BEER STORY

13麦酒醸造所のゆくえ

村橋と中川が心血をそそいだ「開拓使麦酒醸造所」は、開拓使の廃止後、複雑な足どりをたどっています。

明治15年、開拓使廃止と同時に、農商務省工務局所管となり、北海道事業管理局札幌工業事務所の管理下におかれて「札幌麦酒醸造場」と改称されました。
その後明治19年1月、新たに設立された北海道庁の所管となり、同年11月、民間に払い下げられました。
このころのビール工場の様子を紹介した新聞記事があります。

……当札幌にて有名なるものは麦酒工場にて、我々も望みを属するものはこの醸造所なり。……目下醸造高1000石、1ダース原価1円60銭なり。これを同所も飲み試むるに、その味之美なること敢えてストックホールに譲らず。

と賞賛しています。といっても、「醸造高1000石」はちょっとオーバーです。このころの実際の生産量はせいぜい500石でした。それでも、大びんに換算して28万本に相当します。文中の「ストックホール」はストックビールのことで、当時人気が高かった銘柄です。
いずれにしても、このころにはビール(工場)がすっかり札幌の名物になっていたのはたしかです。
ところが、大きな問題がおこっていました。
このころ、札幌産ビールは一時的に東京から姿を消していました。

しかれども惜しむべし、

とこの記事はつづきます。

いかなる化学的の変化にや、これを市に出して数月を経る時は、瓶底に滞を生じ、水飴のごとくなるの憂いあり。故にこれを遠地に輸送販売するを得ずして、おおむね札幌、小樽、函館等当地地方及び南部津軽辺にのみ売り捌くのみなりという。東京に見ざるなりはけだしこの故なり。しかれども主任者は目下その原因取調べ中なれば、遠からず精醸の方法を得るならんといえり。(明治19年9月11日付『東京日日新聞』)
製造後数カ月経つと、ビールが変質したため、札幌や小樽・函館、東北地方の一部では販売していましたが、東京へは出荷できずにいたのです。
「いかなる化学的の変化にや」とありますが、変化の原因は「化学的」なものではなく、生物学的なものでした。
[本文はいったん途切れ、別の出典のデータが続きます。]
Issue #1151, opened 2024-01-09
dnf5 download exits successfully with a bad argument


kontura:
```bash
$ dnf5 download non-sense
Updating and loading repositories:
Repositories loaded.
```
vs. old dnf4:
```bash
$ dnf download non-sense
Last metadata expiration check: 0:00:29 ago on Tue Jan  9 07:43:39 2024.
No package non-sense available.
Exiting due to strict setting.
Error: No package non-sense available.
```

I believe we agreed that dnf5 should also be strict by default. The current behavior should happen if `--skip-unavailable` is specified.

j-mracek:
I think that strict behavior is a correct default.

alimirjamali:
PR Submitted. The issue is relatively straightforward to solve.

Issue #817, opened 2023-08-14
`dnf5 clean` to show cleaned space size


abitrolly:
```
$ dnf clean all        
Removed 232 files, 10 directories. 0 errors occurred. 
```
It is more interesting to know how much free space had been recovered.

evan-goode:
Thanks for the suggestion! Yep, another nice feature to have, but low priority for now. APT and Zypper don't seem to do this, but `nix-collect-garbage -d` does, which I like.

alimirjamali:
PR Submitted. It will print the results similar to this:
```bash
$dnf clean all
Removed 26 files, 15 directories (total of 49 MiB). 0 errors occurred.
```

And for logging, it logs the raw values.

PR #2174, opened 2025-04-02
Disallow `dnf download non-sense` without `--skip-unavailable`

alimirjamali:
resolves: https://github.com/rpm-software-management/dnf5/issues/1151

### DIFF
--- a/dnf5/commands/download/download.cpp
+++ b/dnf5/commands/download/download.cpp
@@ -158,6 +158,7 @@ void DownloadCommand::set_argument_parser() {
     cmd.register_named_arg(resolve);
     cmd.register_named_arg(alldeps);
     create_destdir_option(*this);
+    auto skip_unavailable = std::make_unique<SkipUnavailableOption>(*this);
     cmd.register_named_arg(srpm);
     cmd.register_named_arg(url);
     cmd.register_named_arg(urlprotocol);
@@ -210,6 +211,14 @@ void DownloadCommand::run() {
         pkg_query.filter_latest_evr();
         if (!arch_option.empty()) {
             pkg_query.filter_arch(std::vector<std::string>(arch_option.begin(), arch_option.end()));
+        }
+
+        if (!pkg_query.size() && !ctx.get_base().get_config().get_skip_unavailable_option().get_value()) {
+            // User tried `dnf5 download non-sense` or `dnf download non-sense-wildcard*`
+            throw libdnf5::cli::CommandExitError(
+                1,
+                M_("No package \"{}\" available; You might want to use --skip-unavailable option."),
+                option->get_value());
         }
 
         for (const auto & pkg : pkg_query) {
--- a/doc/commands/download.8.rst
+++ b/doc/commands/download.8.rst
@@ -50,6 +50,9 @@ Options
 ``--destdir=<path>``
     | Set directory used for downloading packages to. Default location is to the current working directory.
 
+``--skip-unavailable``
+    | Allow skipping packages that are not available in repositories. All available packages will be downloaded.
+
 ``--srpm``
     | Download the source rpm. Enables source repositories of all enabled binary repositories.
 


dnf5/commands/download/download.cpp
```diff
@@ -212,6 +213,12 @@ void DownloadCommand::run() {
             pkg_query.filter_arch(std::vector<std::string>(arch_option.begin(), arch_option.end()));
         }
 
+        if (!pkg_query.size() && !ctx.get_base().get_config().get_skip_unavailable_option().get_value()) {
+            // User tried `dnf5 download non-sense` or `dnf download non-sense-wildcard*`
+            throw libdnf5::cli::ArgumentParserInvalidValueError(
+                M_("No package \"{}\" available."), option->get_value());
```
ppisar, line 219: It basically works, but I don't like the output:

~~~~
$ ASAN_OPTIONS='detect_leaks=0' ./redhat-linux-build/dnf5/dnf5 download does-not-exist dontpanic 
Repositories loaded.
No package "does-not-exist" available.. Add "--help" for more information about the arguments.
test@fedora-43:~/dnf5 $ echo $?
2
~~~~

First, remove the trailing dot from the exception string. It is appended by the the exception handler.

Second, the exception is controlled with --skip-unavailable option and that is not clear from the message. Ideally I'd like to see something like "No package {} available; You might want to use --skip-unavailable option".

Third, I don't like the exception type. It assumes there was a syntax error. But this is more like GoalResolveError or libdnf5::cli::CommandExitError type. See dnf5/main.cpp:1533 for various exceptions DNF5 program can handle. If you managed to fake a transaction with libdnf5::GoalProblem::NOT_FOUND problem in the context, print_resolve_hints() would handle the --skip-unavailable hint for you.

m-blaha: We usually use `libdnf5::cli::CommandExitError()` - e.g.: https://github.com/rpm-software-management/dnf5/blob/8763cf9bd332d314f78a0bc5f998204480dad4d6/dnf5/commands/history/history_rollback.cpp#L58

alimirjamali: I am applying and testing `CommandExitError` (with exit code 1). It is compiling at the moment. Amendment in few minutes.

ppisar: That's much better. But now the full stop character is missing. A handler for CommandExitError exception does not append it:

~~~~
$ ASAN_OPTIONS='detect_leaks=0' ./redhat-linux-build/dnf5/dnf5 --no-plugins --disablerepo=\* --enablerepo=dnf-nightly download does-not-exist donpanic
Repositories loaded.
No package "does-not-exist" available; You might want to use --skip-unavailable option
test@fedora-43:~/dnf5 $ echo $?
1
~~~~

alimirjamali: > That's much better. But now the full stop character is missing. A handler for CommandExitError exception does not append it:

OK. I will amend it shortly.

BTW, I do not know why some of the unittest failed with ` Unknown argument "install" for command "group"` message. Seams to be present in other PRs as well and should be unrelated to this PR.

ppisar: The output is now perfect. Thanks.

ppisar (approved):
The change is good.

I believe the CI failure (group install) is unrelated. Though I will try to locate the breaking commit before merging this change.

alimirjamali:
> I believe the CI failure (group install) is unrelated. Though I will try to locate the breaking commit before merging this change.

The 1st set of errors (`dnf clean` test failures) are introduced by this PR? (cc. @m-blaha):

https://github.com/rpm-software-management/ci-dnf-stack/pull/1660

m-blaha:
> > I believe the CI failure (group install) is unrelated. Though I will try to locate the breaking commit before merging this change.
> 
> The 1st set of errors (`dnf clean` test failures) are introduced by this PR? (cc. @m-blaha):
> 
> [rpm-software-management/ci-dnf-stack#1660](https://github.com/rpm-software-management/ci-dnf-stack/pull/1660)

Actually, it should be fixed by this PR.

alimirjamali:
> Actually, it should be fixed by this PR.

Maybe not. When I look at the test results, the output is from this (`dnf5daemon-client/commands/clean` rather than `dnf5/commands/clean`):
https://github.com/rpm-software-management/dnf5/blob/main/dnf5daemon-client/commands/clean/clean.cpp#L85-L89

So the `dnf5daemon-client/command/clean` output is unrelated to #817

ppisar:
The dnf/comps-group-list.feature tests fail for dnf5daemon-client because dnf5daemon-client does not implement them. The failure is unrelated to this pull request.

PR #2179, opened 2025-04-04
Add group ordering by orider_int to dnf5daemon

kontura:
This is a follow up to: https://github.com/rpm-software-management/dnf5/pull/2164

It is also needed for: https://github.com/rpm-software-management/ci-dnf-stack/pull/1661

It also unifies duplicated handling of group attributes in the daemon which was need for it to compile after adding the `order_int`.


jan-kolarik:
Sorry, I won't make this one :-/

Issue #295, opened 2023-02-15
Search command output to use libsmartcols


jan-kolarik:
In order to have consistent CLI output across our commands and the support for parsing the output easily, it is desired to have the output formatted with the `libsmartcols`.

This is considered as a follow-up of https://github.com/rpm-software-management/dnf5/pull/202.

alimirjamali:
PR Submitted.

<details>

<summary>The output of `dnf search libdnf5` before patch</summary>

```
[user@personal build]$ /usr/bin/dnf5 search libdnf5
Updating and loading repositories:
Repositories loaded.
Matched fields: name (exact)
 libdnf5.i686: Package management library
 libdnf5.x86_64: Package management library
Matched fields: name, summary
 libdnf5-cli-devel.i686: Development files for libdnf5-cli
 libdnf5-cli-devel.x86_64: Development files for libdnf5-cli
 libdnf5-plugin-actions.x86_64: Libdnf5 plugin that allows to run actions (external executables) on hooks
 libdnf5-plugin-appstream.x86_64: Libdnf5 plugin to install repo Appstream data
 libdnf5-plugin-expired-pgp-keys.x86_64: Libdnf5 plugin for detecting and removing expired PGP keys
 libdnf5-plugin-rhsm.x86_64: Libdnf5 rhsm (Red Hat Subscription Manager) plugin
 perl-libdnf5-cli.x86_64: Perl 5 bindings for the libdnf5-cli library
 python3-libdnf5.x86_64: Python 3 bindings for the libdnf5 library
 python3-libdnf5-cli.x86_64: Python 3 bindings for the libdnf5-cli library
 python3-libdnf5-python-plugins-loader.x86_64: Libdnf5 plugin that allows loading Python plugins
 ruby-libdnf5-cli.x86_64: Ruby bindings for the libdnf5-cli library
Matched fields: name
 libdnf5-cli.i686: Library for working with a terminal in a command-line package manager
 libdnf5-cli.x86_64: Library for working with a terminal in a command-line package manager
 libdnf5-devel.i686: Development files for libdnf
 libdnf5-devel.x86_64: Development files for libdnf
 perl-libdnf5.x86_64: Perl 5 bindings for the libdnf library
 ruby-libdnf5.x86_64: Ruby bindings for the libdnf library

```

パスツールによって、熱処理による科学的な殺菌法(パストリゼーション)が発見され、その技術がドイツで確立したのは、中川が日本に帰国した直後のことでした。中川は熱処理が殺菌に有効なことを知ってはいたにちがいありません。しかし、あくまでも自分がドイツで学んだビールの製法に忠実であろうとしたのでしょう。ドイツ仕込みの技術者としての誇りが、熱処理という方法をうけいれませんでした。
とはいえ、醸造量は飛躍的に増えています。中川の製法では、つくったすべてのビールの品質を一定に保つことはむずかしかったのにちがいありません。新聞記事から、中川の苦渋が伝わってきます。

明治21年、札幌麦酒会社が設立されたのちも、中川は醸造人としてビールをつくりつづけました。中川はあいかわらず非熱処理製法にこだわりました。しかし、札幌麦酒醸造場時代に道庁に雇われてやってきたドイツ人技師、マックス・ポールマンは、熱処理と、それによる品質の安定性を誇示しました。
ビールの醸造量は増えつづけ、やがて中川の技術の限界をこえました。中川は、24年2月、ついに札幌麦酒会社を退職しました。村橋によって開拓使に採用されたとき、27歳だった中川は、このとき43歳になっていました。

退職後、中川は小樽で旅館を経営し、静かに余生を送りました。
この世を去るとき、見守る家族に、末期の水の代わりにビールをもとめたといわれています。